La filière déchet a la chance de bénéficier d'un comité stratégique de filière rattaché au Premier ministre. La question de l'articulation entre les opérateurs du déchet et les éco-organismes est en cours d'étude.

Du reste, nous avons porté collectivement un recours contre l'arrêté du 15 mars 2022 qui nous inquiète beaucoup, car il change fondamentalement les choses. Par exemple, alors que les entreprises et les collectivités locales ont pu créer des boucles locales en bonne intelligence, le risque est qu'on impose dogmatiquement certaines choses venues d'en haut, en pensant par exemple que le recyclage chimique va tout résoudre.

Ces travaux sont en cours, mais il s'agit d'un point de vigilance. Une dynamique nouvelle est engagée, mais il faut s'y atteler.

Le PIA4 (Programme investissement d'avenir) lance des éléments que nous devons objectiver sur l'innovation, mais, là encore, il faut définir le partage de valeur entre les entreprises et les éco-organismes.

Je ne reviendrai pas sur la question de la mutualisation, qui a déjà été évoquée, mais je donnerai juste une anecdote : nos adhérents sont principalement situés en Guadeloupe, en Martinique et à La Réunion. Clairement, les sujets n'ont rien à voir.
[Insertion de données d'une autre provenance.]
PR #2547, opened 2026-05-27
Make subdivide_to_size crack-free (conformal refinement), fixes #1731

### LINKED ISSUE #1731: subdivide_to_size() does not split shared edges
**Summary**

subdivide_to_size() does not appear to check if an edge being split is shared by another triangle; meaning you can end up with a vertex that, if subsequently moved, will result in tears/holes in a mesh.

This may be related to the "Fix trimesh.remesh.subdivide subdivide_to_size so that if you specify a subset of faces it splits their neighbors in a way to maintain watertightness." comment in https://github.com/mikedh/trimesh/issues/1557

**Details**

Using  Python 3.9.2 and Trimesh 3.15.8 I'm loading a simple STL into a mesh, then subdividing it to make no edge longer than 5 units:

```
mesh = trimesh.load('part.stl')
new_v, new_f = trimesh.remesh.subdivide_to_size(mesh.vertices, mesh.faces, 5.0)
mesh = trimesh.Trimesh(vertices=new_v, faces=new_f)
```

Using the viewer I can check the original mesh (without subdivision) in both shaded and wireframe (the first and second images in the attached jpg). The third image shows the same mesh after the subdivide_to_size() call above, and the fourth is a close up of that mesh.

The circled areas show where triangles have been split, but the formerly shared edge with another triangle hasn't. If these vertices are then moved they will leave a hole in the mesh.

Is there any way to get trimesh to subdivide a mesh and ensure that edges shared with other triangles are also split?

trimesh

gaoflow:
## Overview

Fixes #1731: `subdivide_to_size` does not split shared edges, so it turns a
watertight mesh into a non-watertight "triangle soup" (T-junctions / cracks).

## Reproduce

```python
import trimesh
m = trimesh.creation.box(extents=[10.0, 1.0, 1.0])   # watertight, 12 faces
v, f = trimesh.remesh.subdivide_to_size(m.vertices, m.faces, max_edge=1.0)
s = trimesh.Trimesh(vertices=v, faces=f, process=False)
print(s.is_watertight)   # main: False (144 boundary/T-junction edges, 2064 faces)
```

## Root cause

`subdivide_to_size` only subdivided the faces that had a too-long edge, by calling
`subdivide(face_index=too_long)` which does a 1→4 split of just those faces:

```python
too_long = (edge_length > max_edge).any(axis=1)
...
current_vertices, current_faces = subdivide(current_vertices, current_faces[too_long])
```

When a refined face shares an edge with a neighbor that is *not* refined, only the
refined side gets the edge's midpoint vertex. The neighbor keeps the original long
edge, so the two faces no longer line up along that edge — a T-junction. The old
docstring acknowledged this ("Will return a triangle soup, not a nicely structured
mesh"). As @mikedh noted in the issue, the only crack-free option previously was
`subdivide` on *every* face, which over-refines.

## Fix — edge-based conformal refinement

Refine on **edges**, not faces. Each pass:

1. Find the unique edges longer than `max_edge` and create **one shared midpoint
   vertex per such edge**, so the two faces adjacent to an edge always agree on its
   midpoint.
2. Split every face with a template chosen by how many of its three edges are being
   bisected:
   - **0** → keep the face unchanged (already small),
   - **1** → bisect from the midpoint to the opposite vertex (2 triangles),
   - **2** → a corner triangle plus a quad split along its **shorter diagonal** (3 triangles),
   - **3** → the usual 1→4 split.
3. Iterate until no edge exceeds `max_edge`.

Because each shared edge is bisected identically from both sides, no T-junctions are
introduced: a watertight input stays watertight. Faces that are already small enough
are left untouched, so it stays adaptive (no global over-refinement). For non-uniform
meshes it also produces **fewer** triangles than the old soup — the 10×1×1 box above
becomes **656 watertight faces** instead of 2064 cracked ones.

The public signature is unchanged: `subdivide_to_size(vertices, faces, max_edge,
max_iter=10, return_index=False)` still returns `(vertices, faces)` or
`(vertices, faces, index)`, with the same `max_iter` cap (`ValueError` on overflow).

## Verification

Added `tests/test_remesh.py::SubDivideTest::test_subdivide_to_size_crack_free`, which
on meshes with non-uniform edge lengths (long box, cylinder, icosphere) asserts:

- `is_watertight` and `is_winding_consistent`,
- no T-junctions (`len(edges) == len(edges_unique) * 2`),
- the `max_edge` target is met,
- area and volume are exactly preserved (subdivision is linear, so new vertices lie
  on the original surface),
- `return_index` gives one parent per new face and each new face lies on its parent.

This test **fails on the previous implementation** (the box becomes non-watertight)
and passes with this change. The full `test_remesh.py` suite passes, as do
`test_creation.py`, `test_smoothing.py`, `test_voxel.py`, and `test_ray_upstream.py`
(the `voxel.creation` / `Trimesh.subdivide_to_size` callers). `ruff check` and
`ruff format` are clean.

Fixes #1731.

### DIFF
--- a/tests/test_remesh.py
+++ b/tests/test_remesh.py
@@ -241,6 +241,50 @@ class SubDivideTest(g.unittest.TestCase):
         r = m.subdivide_to_size(0.01, max_iter=10)
         assert r.is_watertight
 
+    def test_subdivide_to_size_crack_free(self):
+        # subdivide_to_size must split edges shared between a refined and an
+        # unrefined face on both sides, so a watertight mesh stays watertight
+        # (no T-junctions). This only shows up when faces have non-uniform edge
+        # lengths so that some faces are refined and their neighbors are not:
+        # an axis-aligned box that is long in one dimension is the simplest case.
+        # See https://github.com/mikedh/trimesh/issues/1731
+        meshes = [
+            g.trimesh.creation.box(extents=[10.0, 1.0, 1.0]),
+            g.trimesh.creation.cylinder(radius=1.0, height=8.0),
+            g.trimesh.creation.icosphere(subdivisions=1),
+        ]
+        for m in meshes:
+            assert m.is_watertight
+            max_edge = 0.5
+            v, f, idx = g.trimesh.remesh.subdivide_to_size(
+                m.vertices, m.faces, max_edge=max_edge, return_index=True
+            )
+            s = g.trimesh.Trimesh(vertices=v, faces=f, process=False)
+
+            # the whole point of the fix: no cracks are introduced
+            assert s.is_watertight
+            assert s.is_winding_consistent
+            # in a watertight mesh every edge is shared by exactly two faces;
+            # a T-junction would leave an edge used by only one face
+            assert len(s.edges) == (len(s.edges_unique) * 2)
+
+            # the size goal is still met and geometry is unchanged
+            edge_len = (
+                g.np.diff(s.vertices[s.edges_unique], axis=1).reshape((-1, 3)) ** 2
+            ).sum(axis=1) ** 0.5
+            assert (edge_len <= max_edge + 1e-8).all()
+            assert g.np.isclose(m.area, s.area)
+            assert g.np.isclose(m.volume, s.volume)
+
+            # return_index: one parent per new face, lying on that original face
+            assert len(idx) == len(f)
+            assert idx.max() < len(m.faces)
+            bary = g.trimesh.triangles.points_to_barycentric(
+                m.triangles[idx], s.triangles.mean(axis=1)
+            )
+            assert bary.max() < 1 + 1e-3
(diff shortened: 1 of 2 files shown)


mikedh:
Hey, I don't think I can merge this algorithm rewrite without going through it at least semi-manually and maxing out on test coverage. I had Claude try an alternative fix in [this branch](https://github.com/mikedh/trimesh/compare/main...subdivide/fix) which does benchmark better than this PR. But I'm also not gonna merge that without going through carefully either haha. The bare minimum would be timings on every file in `models` with `faces=None`, and a a deterministic-but-random-subset of faces, asserts for `is_volume` against the solution, and a table of the runtime `timeit`x3 for each model and face subsets. If you want to branch off my vectorized thing and start on the proof framework that would be great!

À La Réunion, nos adhérents nous disent échanger régulièrement avec CMA-CGM. Les conteneurs passent par plusieurs pays, y séjournent parfois, et la complexité administrative est considérable. Cela n'a rien à voir avec la situation de la Guadeloupe ou de la Martinique, où des circuits courts sont possibles. On ne peut pas généraliser, il faut regarder ces sujets de manière précise et individualisée.

Nous souscrivons entièrement au besoin que représente l'aide au fret. Je m'en tiendrai là, avant de répondre plus précisément à vos questions.